Problem details.
Scan the records for the word "beta". Report each line where it occurs.
+ + + + +
PR #703, opened 2018-06-25
Fix zombie processes

meriadec:
- Put back `yarn dist:dir` for creating only the unpacked release
- Fix zombie processes by hardly terminate them on window close  …
  - To be improved: this commits introduce regression on OSX behaviour when hiding the window: before it was keeping the app opened, and auto locking it. Now it kills it :D
  - I honestly think it's worth it regarding the problem zombies process causes (LOCK on sqlite, RAM usage, etc.) :ghost:
- Make dev env stop when closing window

### DIFF
--- a/package.json
+++ b/package.json
@@ -8,7 +8,7 @@
   "license": "MIT",
   "scripts": {
     "compile": "bash ./scripts/compile.sh",
-    "dist:dir": "yarn dist --dir -c.compression=store -c.mac.identity=null",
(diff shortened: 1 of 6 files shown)


gre:
🙌🙌

gre:
I think closing on close is not a so bad idea for Mac.. i know it's not how most mac apps works, but in context of ledger app, the fact it's sensitive data etc, i feel it makes sense. like if you are in the middle of a sending flow and you close the app, i don't think it make sense to show it again when you reopen.

PR #704, opened 2018-06-26
Prepare for beta.3

gre:
Many polishes and bugfixes on this beta.3.

Some highlights:

## Features

- installer is now signed on Windows!
- Better error reporting when error are thrown from internal process (serialize/deserialize error objects)
- add a confirm when clicking Reset on crash screen
- Many improvement of manager especially regarding error cases.
- Onboarding animation
- Better sync state
- more reliable app list

## Fixes

- major bugfix on a crash at boot on windows: Fixes zombies process. After quitting the app, some process was still running on Windows which was creating a crash at boot because some db locks was still alive 🔒
- minor bugfix: some device connect/disconnect event where returning null in ledgerjs
- fix amount rounding to occur at critical parts. When we have enough space, we better display the true balance of your account instead of trying to round unsignificant digits. this address confusions when trying to empty your account as well.

## Misc

- "Stepper" refactoring
- clean up images / icons in the project
- Failproof native deps building by explicitly set target
- Prevent env pollution
- renderer bundle is no longer mangle for better error stacktrace
- allow to configure window min-height with LEDGER_MIN_HEIGHT env, until we decide on a default one.


gre:
we might want to get #699 in

PR #1731, opened 2019-01-03
Support for XSN and activate Sapling for Komodo, fix fees (negative or high one)

KhalilBellakrid:
Integrations: Everything is in the title ! 

Bug Fix: This PR fix also issues related to fees (negative or high one)

!!! WARNING !!! 
Before merging this PR, KMD and Stakenet Nano Apps (Sapling one for KMD) should be available from manager side. 

### Type

Features + Bug Fix

### Context

https://ledgerhq.atlassian.net/browse/LLC-113
https://ledgerhq.atlassian.net/browse/LLC-114

Bug Fix: because we activated lazy mode for transaction construction, we were using an existing method that was never called before and was constructing txs from local DB, but unfortunately the queried outputs for this tx were doubled when we have txs between accounts belonging to same user.

Bitcoin Like currencies: send/receive flow,
Stakenet: everything since it's a new support !

### DIFF
--- a/package.json
+++ b/package.json
@@ -40,13 +40,8 @@
     "@ledgerhq/hw-app-xrp": "^4.32.0",
     "@ledgerhq/hw-transport": "^4.32.0",
     "@ledgerhq/hw-transport-node-hid": "^4.32.0",
-<<<<<<< HEAD
-    "@ledgerhq/ledger-core": "2.0.0-rc.15",
-    "@ledgerhq/live-common": "4.13.0",
-=======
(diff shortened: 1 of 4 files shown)


gre:
@Arnaud97234 can you test this?
affects all Bitcoin like so we need to test them. Especially DCR, XSN, KMD, ZEN, ZEC,

gre:
@KhalulBellakrid does this PR also fixes the fee glitch? If yes please update the pr description/title so we document it. Thx

KhalilBellakrid:
@gre I updated the PR description

PR #1750, opened 2019-01-17
<!-- Description of what the PR does go here... screenshot might be good if appropriate -->

valpinkman:


gre:
@Arnaud97234 that covers one more case for the Firmware Update & also add one rare error if you install an app not being on dashboard (like mobile, except here most of the time, we redirect to home of manager anyway)

gre:
I don't think it's related to the changes done by this PR

PR #1754, opened 2019-01-18
repair mcu not genuine

valpinkman:


src/commands/firmwareRepair.js
```diff
@@ -3,12 +3,15 @@
...
+type Input = {
+  version: ?string,
+}
+
 type Result = { progress: number }
 
 const cmd: Command<Input, Result> = createCommand(
   'firmwareRepair',
-  () => repair(''), // devicePath='' HACK to not depend on a devicePath because it's dynamic
+  ({ version }) => repair(''), // devicePath='' HACK to not depend on a devicePath because it's dynamic
```
gre: need to pass second param version

PR #1755, opened 2019-01-20
 Temporary fail-safe for 0x6804 locked derivation path scan on etc

juan-cortes:
Due to the derivation lock introduced in the latest firmware update, the current implementation of the account scanner for the Ethereum bridge causes the scan to crash and the inability to add accounts. While this pr negates the portion of users that still use legacy derivations (they won't be able to find them until the changes are reverted) it allows the rest of the users to add their accounts.

Considering a share of users will have the updated firmware at this point we might want to issue a notice (think changelog, or banner 🤷‍♂️) explaining that if they can't see their account, and it was a legacy account, it's due to this. Or we could delay this until the next ~firmware~ eth app update but perhaps that affects more users.

### DIFF
--- a/src/bridge/EthereumJSBridge.js
+++ b/src/bridge/EthereumJSBridge.js
@@ -317,27 +317,36 @@ const EthereumBridge: WalletBridge<Transaction> = {
               const freshAddressPath = runDerivationScheme(derivationScheme, currency, {
                 account: index,
               })
-              const res = await getAddressCommand
-                .send({ currencyId: currency.id, devicePath: deviceId, path: freshAddressPath })
-                .toPromise()
-              const r = await stepAddress(
-                index,
-                res,
-                derivationMode,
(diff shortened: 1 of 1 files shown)


gre:
Hopefully we'll have a new ETH app that fixes this

gre:
I think sometimes it's preferable to have a crash rather than silenting the problem, it's obviously a regression on the app side and we need to continue scanning the legacy paths so all users discover the paths.

It would ultimately be better if the interface would allow more choice but current LL UX choice is to hide this from user so it's the simplest possible.

gre:
If people urgently need to retrieve ETC accounts that are on the etc path (44'/61'/..) they can use this PR version to restore it.
We will have a fix of ETC app before the next ledger live release will happen and it's also the proper fix to wait (so etc accounts on eth can be imported again).
So we'll skip this failsafe for now.

PR #1756, opened 2019-01-21
adds UnknownMCU error text

valpinkman:
@dasilvarosa you might want to check out the text used when we cannot find the MCU during the update process.

### DIFF
--- a/static/i18n/en/app.json
+++ b/static/i18n/en/app.json
@@ -902,6 +902,10 @@
     },
     "FeeNotLoaded": {
       "title": "Couldn’t load fee rates, please set manual fees"
+    },
+    "UnknownMCU": {
+      "title": "Oops, MCU not found",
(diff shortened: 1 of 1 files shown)


static/i18n/en/app.json
```diff
@@ -902,6 +902,10 @@
     },
     "FeeNotLoaded": {
       "title": "Couldn’t load fee rates, please set manual fees"
+    },
+    "UnknownMCU": {
+      "title": "Oops, MCU not found",
```
dasilvarosa: Unknown MCU version

static/i18n/en/app.json
```diff
@@ -902,6 +902,10 @@
...
+      "description": "Please try again or contact us"
```
dasilvarosa: Please contact Ledger Support

PR #1778, opened 2019-01-31
LL-939 Updated the export description text

juan-cortes:
image


dasilvarosa:
Could you make sure the tab and the LiveQR tool have their own keys? Now one key **Export accounts** is used.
+ + + + +
Solved exercise.
Prepare for beta.3
Many polishes and bugfixes on this beta.3.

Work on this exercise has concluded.